Welcome to the Warzone

They say it takes a village to raise a child.

I’m raising six — and fighting like hell to keep them standing.

Six kids, five with complex trauma, one with special needs.

Six kids with broken hearts and broken trust, who sometimes turn their anger on the only people still fighting for them ( because sometimes feeling healthy love for the first time is scary especially with so much trauma.)

In the past year, we’ve survived hospitalizations, broken bones, stolen money, runaways, shattered windows, destroyed vehicles during a trauma response, punched out walls, even a destroyed toilet! — and a custody battle that feels like it will never end.

I work full-time.

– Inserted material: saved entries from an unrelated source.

PR #5777, opened 2023-09-18
chore: move mempool fee check

SWvheerden:
Description
---
Moves the mempool fee check to before validation

Motivation and Context
---
This is a very cheap check compared to full validation. We should do this before we check if the tx is valid so that we don't do validation and then through away the tx because the fee is too low.

### DIFF
--- a/base_layer/core/src/mempool/mempool_storage.rs
+++ b/base_layer/core/src/mempool/mempool_storage.rs
@@ -77,6 +77,11 @@ impl MempoolStorage {
             .map(|k| k.excess_sig.get_signature().to_hex())
             .unwrap_or_else(|| "None?!".into());
         let timer = Instant::now();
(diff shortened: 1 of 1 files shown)


base_layer/core/src/mempool/mempool_storage.rs
```diff
@@ -88,10 +93,6 @@ impl MempoolStorage {
                 );
                 let timer = Instant::now();
```
sdbondi, line 94: Unrelated: It looks like this timer shouldnt be here - there is a timer above which includes validation time.

sdbondi (approved):
utACK

base_layer/core/src/mempool/mempool_storage.rs
SWvheerden: No this is correct, its a new timer. 
Just above this, we print the validation results. This timer is just for the db insertion.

I make every appointment — neurology, 30 hours of B.I. therapy, dental, counseling, physical therapy. I sign them up for soccer, baseball, piano lessons, park days, and hockey games. I chase normal childhood experiences down for my children like it’s a full-time job. These children who have experienced such depths of trauma, need to experience what its like to be just that – Children.

I am exhausted.

I am furious.

I am determined.

Before this year, there were years of being kept away.

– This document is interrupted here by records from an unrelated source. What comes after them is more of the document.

PR #5778, opened 2023-09-18
fix: potential overflow

SWvheerden:
Description
---
Fixes potential overflow from fee calculation

Motivation and Context
---
The transaction comes from remove peers, if the fee is u64::Max this can overflow and panic the node.

### DIFF
--- a/base_layer/core/src/mempool/priority/prioritized_transaction.rs
+++ b/base_layer/core/src/mempool/priority/prioritized_transaction.rs
@@ -42,11 +42,7 @@ pub struct FeePriority(Vec<u8>);
 
 impl FeePriority {
     pub fn new(transaction: &Transaction, insert_epoch: u64, weight: u64) -> Result<Self, TransactionError> {
-        // The weights have been normalised, so the fee priority is now equal to the fee per gram ± a few pct points
-        // Include 3 decimal places before flooring
-        #[allow(clippy::cast_possible_truncation)]
-        #[allow(clippy::cast_sign_loss)]
-        let fee_per_byte = ((transaction.body.get_total_fee()?.as_u64() as f64 / weight as f64) * 1000.0) as u64;
+        let fee_per_byte = transaction.body.get_total_fee()?.as_u64().saturating_mul(1000) / weight;
         // Big-endian used here, the MSB is in the starting index. The ordering for Vec<u8> is taken from elements left
         // to right and the unconfirmed pool expects the lowest priority to be sorted lowest to highest in the
         // BTreeMap
@@ -99,7 +95,7 @@ impl PrioritizedTransaction {
         Ok(Self {
             key,
             priority: FeePriority::new(&transaction, insert_epoch, weight)?,
-            fee_per_byte: ((transaction.body.get_total_fee()? * 1000) / weight).as_u64(),
+            fee_per_byte: transaction.body.get_total_fee()?.as_u64().saturating_mul(1000) / weight,
             weight,
             transaction,
             dependent_output_hashes: dependent_outputs.unwrap_or_default(),
--- a/base_layer/core/src/mempool/priority/prioritized_transaction.rs
+++ b/base_layer/core/src/mempool/priority/prioritized_transaction.rs
@@ -29,7 +29,10 @@ use std::{
 use tari_common_types::types::{HashOutput, PrivateKey, PublicKey};
 use tari_utilities::{hex::Hex, ByteArray};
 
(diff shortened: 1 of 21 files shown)


base_layer/core/src/mempool/priority/prioritized_transaction.rs
```diff
@@ -38,12 +41,12 @@ use crate::transactions::{transaction_components::Transaction, weight::Transacti
...
 
 impl FeePriority {
-    pub fn new(transaction: &Transaction, insert_epoch: u64, weight: u64) -> Self {
+    pub fn new(transaction: &Transaction, insert_epoch: u64, weight: u64) -> Result<Self, TransactionError> {
         // The weights have been normalised, so the fee priority is now equal to the fee per gram ± a few pct points
         // Include 3 decimal places before flooring
         #[allow(clippy::cast_possible_truncation)]
         #[allow(clippy::cast_sign_loss)]
-        let fee_per_byte = ((transaction.body.get_total_fee().as_u64() as f64 / weight as f64) * 1000.0) as u64;
+        let fee_per_byte = ((transaction.body.get_total_fee()?.as_u64() as f64 / weight as f64) * 1000.0) as u64;
```
stringhandler: since we are multiplying by 10000 anyway, why can't we remove the conversion to f64?

stringhandler: also, can't the *1000 cause an overflow here?

base_layer/core/src/mempool/priority/prioritized_transaction.rs
```diff
@@ -87,16 +90,16 @@ impl PrioritizedTransaction {
...
         let insert_epoch = match SystemTime::now().duration_since(UNIX_EPOCH) {
             Ok(n) => n.as_secs(),
             Err(_) => 0,
         };
         Ok(Self {
             key,
-            priority: FeePriority::new(&transaction, insert_epoch, weight),
-            fee_per_byte: ((transaction.body.get_total_fee() * 1000) / weight).as_u64(),
+            priority: FeePriority::new(&transaction, insert_epoch, weight)?,
+            fee_per_byte: ((transaction.body.get_total_fee()? * 1000) / weight).as_u64(),
```
stringhandler: same here, `* 1000`

base_layer/core/src/mempool/unconfirmed_pool/unconfirmed_pool.rs
```diff
@@ -393,13 +398,14 @@ impl UnconfirmedPool {
                 {
                     update_candidate_transactions_to_select.remove(&tx_key);
                     *update_total_transaction_weight -= prioritized_transaction.weight;
-                    *update_total_transaction_fees -= prioritized_transaction.transaction.body.get_total_fee().0;
+                    *update_total_transaction_fees -= prioritized_transaction.transaction.body.get_total_fee()?.0;
```
stringhandler: Needs an underflow check or a comment saying why it can't underflow. (lines 400 and 401)

base_layer/core/src/mempool/unconfirmed_pool/unconfirmed_pool.rs
```diff
@@ -732,7 +738,7 @@ impl UnconfirmedPool {
                     break;
                 }
 
-                let total_tx_fee = tx.transaction.body.get_total_fee();
+                let total_tx_fee = tx.transaction.body.get_total_fee()?;
```
stringhandler, line 798: Seems to still be a number of unchecked additions in this file (e.g. line 737)

stringhandler (commented):
While this PR is only changing a specific addition, there are a lot of the files that are touched that have similar overflow problems. Specifically, in the mempool there are a number of these unchecked additions. I would suggest rather fix all the additions/multiplies in the mempool in this PR, otherwise, it's difficult to approve when there are glaring potential overflows

base_layer/core/src/mempool/priority/prioritized_transaction.rs
SWvheerden: overflow is not possible as total fee is a u64 converted to f64
u64::max = 1.8 E^19
f64::max = 1.79 E^308

So there are 2 options are, keep as is with f64
```
((transaction.body.get_total_fee().as_u64() as f64 / weight as f64) * 1000.0) as u64
```
Or do
```
((transaction.body.get_total_fee().as_u64() as u128 *1000) /weight) as u64
```

stringhandler (approved):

Years of living under threats, isolation, and constant fear.

I never lost custody — but I lost access, lost safety, lost the right to protect my own children.

The war didn’t start when they came home.

It started years ago — when survival meant escaping a life of control, fear, and silence.

And when I stood back up to fight for them, it set a new battle in motion — one that isn’t over yet.

But for the first time, my children are finally in a home — and in a school — where healing has a chance to begin. Where their trauma isn’t chaining them down.

And now here I am.

One year into parenting six children with broken wings and battle-scarred hearts, loving as fiercely as I know how to, even when it seems like it’s not enough.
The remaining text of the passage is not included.